Still reeling with shock, Zoe hurried along the tropical plant-lined pathway that led from the spa to the main building and pool area of the hotel. To her intense relief there didn’t appear to be a lot of damage. But her fear didn’t dissipate. Once before disaster had struck from nowhere, changing her life for ever. Who knew what she could expect here?
During her stay she hadn’t taken much notice of the other guests. Each villa was completely private, with high walls around it and its own lap pool. Now she was surprised at the number of people gathered for an emergency briefing in the open courtyard outside the reception area. She was the only one in the crowd to be clad in just a towel, but other people were in swimwear or wearing assorted hastily donned garments.
Could she get to her room? If she was going to die she didn’t want it to be in a white standard-issue hotel towel.
The other guests were terrified too. She could see it in their grim faces, hear their concern in the murmur of conversation in several different languages.
The hotel manager took the floor to reassure them that the tremor was low on the Richter Scale of seismic activity. He told his guests that electricity had been knocked out but that the hotel emergency generators would soon kick in and it would be business as usual. There was no need to panic.

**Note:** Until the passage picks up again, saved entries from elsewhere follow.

PR #124, opened 2021-07-12
Lost in translation

mgobrain:
`LostInTranslation` is a generalization of the `BackTranslation` transformation that allows for an arbitrary number of encode-decode layers. Languages with [Helsinki-NLP OpusMT](https://huggingface.co/Helsinki-NLP) models are supported.

Example:
```
Input: "Sentences with gapping, such as Paul likes coffee and Mary tea,
lack an overt predicate to indicate the relation between two or more 
arguments."

Layers (5): en -> es -> de -> zh -> fr -> ru -> en

Output: "Because Paul loves coffee and tea, there is a gap in the verdict,
and there is no clear prerequisite for the relationship between two or 
more arguments."
```
LiT can be used to simulate a tailored amount of corruption or information loss to an input sentence by changing the number of layers in the transformation.


transformations/lost_in_translation/transformation.py
```diff
@@ -0,0 +1,110 @@
...
+    # call shell, which applies the layers
+    return [
+            self.shell(sentence,
+                       self.langs, self.how, self.layers,
+                       self.max_length, self.device
+                      )
+            ]
+
+# Sample code to demonstrate usage. Can also assist in adding test cases.
+# You don't need to keep this code in your transformation.
```
kaustubhdhole, line 90: This can be commented.

transformations/lost_in_translation/transformation.py
```diff
@@ -0,0 +1,110 @@
...
+import random
+from transformers import pipeline
+
+class LostInTranslation(SentenceOperation):
+  '''
+  Repeated translation of input text
+  '''
+  tasks = [TaskType.TEXT_CLASSIFICATION, TaskType.TEXT_TO_TEXT_GENERATION]
+  languages = ["en"]
+  heavy = True
```
kaustubhdhole, line 12: you can remove this as of now so that the build can be tested. I will add it later.

transformations/lost_in_translation/requirements.txt
```diff
@@ -0,0 +1 @@
+transformers==4.6.1
```
kaustubhdhole, line 1: Transformers is already present?

transformations/lost_in_translation/transformation.py
```diff
@@ -0,0 +1,110 @@
...
+    self.device = device
+    self.layers = layers
+    self.max_length = max_length
+
+  def encode_decode(self, text, lang, max_length=600, device=-1):
+    # translate and un-translate
+    # using Helsinki-NLP OpusMT models
+    encode = pipeline(
+        'translation_en_to_{}'.format(lang),
+        model="Helsinki-NLP/opus-mt-en-{}".format(lang),
```
kaustubhdhole, line 46: Also, you might want to add in the README why you've chosen these models & their papers if available.

kaustubhdhole:
I think this is an interesting idea. I was actually thinking to add a similar task to BIG-BENCH. Anyways, I think this looks great and since your transformation is going to take up a lot of memory already and additional backtranslations would mostly keep deviating from the original meaning, do you think adding a semantic similarity check (using one of the HF models) would be a good option?

mgobrain:
I'd be happy to add a semantic similarity check. What would be the best way to implement this feature? Should the `generate()` method return a score?

kaustubhdhole:
Hi @mgobrain, sorry for the delayed reply. The generate method would still return the sentences, albeit filtered. So, maybe you generate 15 from this back to back backtranslation and then check how similar all 15 are with the source sentence and keep only those above a certain cut-off. (The similarity threshold can be configurable.) Maybe you could compare the backtranslation outputs at each step with the recent input (rather than source)?

mgobrain:
I added a similarity check using the rouge_score F-measure. This is calculated after each layer is applied and further backtranslation is aborted if the score for the stepwise text versus original input falls below a configurable `min_score`. The threshold defaults to -1 (off).

kaustubhdhole (approved):
Thanks for your effort @mgobrain!

PR #1336, opened 2025-04-24
feat: migrate to Java 11

toddbaert:
- Migrates all modules to Java 11 (by updating parent)
- Fixes build

This will prompt a release for every artifact here. If you really want to avoid this, you can use the old parent version.


toddbaert:
I'm merging this because it's blocking all builds. Please let me know if you have any issues or concerns.

PR #1421, opened 2025-06-17
chore: added upper bound to parent pom range

### LINKED ISSUE #1417: Maven error: The requested parent version range '[0.2,)' does not specify an upper bound
I am using the env-var provider 0.0.10 in a Maven project, and when calling `mvn install` I get the following error:
```
Caused by: org.apache.maven.project.DependencyResolutionException: Could not collect dependencies for project X
Failed to read artifact descriptor for dev.openfeature.contrib.providers:env-var:jar:0.0.10
        Caused by: The requested parent version range '[0.2,)' does not specify an upper bound
```
I am using Maven 3.9.10.

It looks like it's related to the way the parent pom version is specified in the [env-var pom](https://github.com/open-feature/java-sdk-contrib/blob/main/providers/env-var/pom.xml#L5-L10):
```
    <parent>
        <groupId>dev.openfeature.contrib</groupId>
        <artifactId>parent</artifactId>
        <version>[0.2,)</version>
        <relativePath>../../pom.xml</relativePath>
    </parent>
```

Is this a probelm with my specific setup, or can you also reproduce it?

jarebudev:
## This PR
adds upper bound version for the parent pom

- adds this new feature

### Related Issues

Fixes #1417 

### Notes
see https://maven.apache.org/docs/3.2.2/release-notes.html

```
Support version ranges in parent elements ([MNG-2199](https://issues.apache.org/jira/browse/MNG-2199))
Parent elements can now use bounded ranges in the version specification. You can now consistently use ranges for all intra-project dependencies, of which parents are a special case but still considered a dependency of projects that inherit from them. The following is now permissible:

<project>
  <modelVersion>4.0.0</modelVersion>
  <parent>
    <groupId>org.apache</groupId>
    <artifactId>apache</artifactId>
    <version>[3.0,4.0)</version>
  </parent>
  <groupId>org.apache.maven.its.mng2199</groupId>
  <artifactId>valid</artifactId>
  <version>1</version>
  <packaging>pom</packaging>
</project>

Note this requires Maven 3.2.2 so if you use this new feature it is encouraged you add a Maven Enforcer rule to your build to ensure the use of Maven 3.2.2+.
```

### DIFF
--- a/hooks/open-telemetry/pom.xml
+++ b/hooks/open-telemetry/pom.xml
@@ -5,7 +5,7 @@
     <parent>
         <groupId>dev.openfeature.contrib</groupId>
         <artifactId>parent</artifactId>
-        <version>[0.2,0.3)</version>
+        <version>[0.2,1.0)</version>
         <relativePath>../../pom.xml</relativePath>
     </parent>
     <groupId>dev.openfeature.contrib.hooks</groupId>
--- a/hooks/open-telemetry/pom.xml
+++ b/hooks/open-telemetry/pom.xml
@@ -5,7 +5,7 @@
     <parent>
         <groupId>dev.openfeature.contrib</groupId>
         <artifactId>parent</artifactId>
-        <version>[0.2,)</version>
+        <version>[0.2,0.3)</version>
         <relativePath>../../pom.xml</relativePath>
     </parent>
     <groupId>dev.openfeature.contrib.hooks</groupId>
--- a/providers/configcat/pom.xml
+++ b/providers/configcat/pom.xml
@@ -5,7 +5,7 @@
     <parent>
         <groupId>dev.openfeature.contrib</groupId>
         <artifactId>parent</artifactId>
-        <version>[0.2,)</version>
+        <version>[0.2,0.3)</version>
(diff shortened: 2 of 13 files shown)


toddbaert:
cc @aepfli @chrfwow  @justinabrahms 

I guess this is OK, we'll just have to remember to update these if we release new parents...


We could make the upper bound exclusive of 1.0 actually, maybe that would be safer?

chrfwow:
I agree, let's set it to exclusive 1.0

hooks/open-telemetry/pom.xml
```diff
@@ -5,7 +5,7 @@
     <parent>
         <groupId>dev.openfeature.contrib</groupId>
         <artifactId>parent</artifactId>
-        <version>[0.2,)</version>
+        <version>[0.2,0.3)</version>
```
chrfwow:
```suggestion
        <version>[0.2,1.0)</version>
```
This should be safer for the future

chrfwow (changes requested):

aepfli (approved):

chrfwow (approved):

But what if there were aftershocks?
The manager’s reassuring words did little to make Zoe’s rapid heartbeat subside or her hands less clammy. It was time to get out of here, before any other disaster might strike. She’d seen the sights. She’d wound down. She’d been pampered from head to toe. Now she was anxious to get home.
She was just about to ask the manager if the airport was open when a man spoke from several rows of people behind her.
‘Is there a tsunami warning?’ he asked.
The word ‘tsunami’ was enough to strike renewed fear into Zoe’s heart. But it wasn’t the thought of an imminent tidal wave that kick-started her heartbeat into overdrive, it was the man’s voice. Deep, confident, immediately familiar.
Mitch Bailey.
But it couldn’t be. There must be lots of Australian-accented male voices in Seminyak. The west coast town was a popular vacation playground for Australians. Besides, it was ten years since she’d last heard that voice. She must be mistaken.
‘No tsunami warning,’ the manager replied to the man. ‘There’s no danger.’
‘What about aftershocks?’ The man asked the question she was too paralysed by fear to ask herself.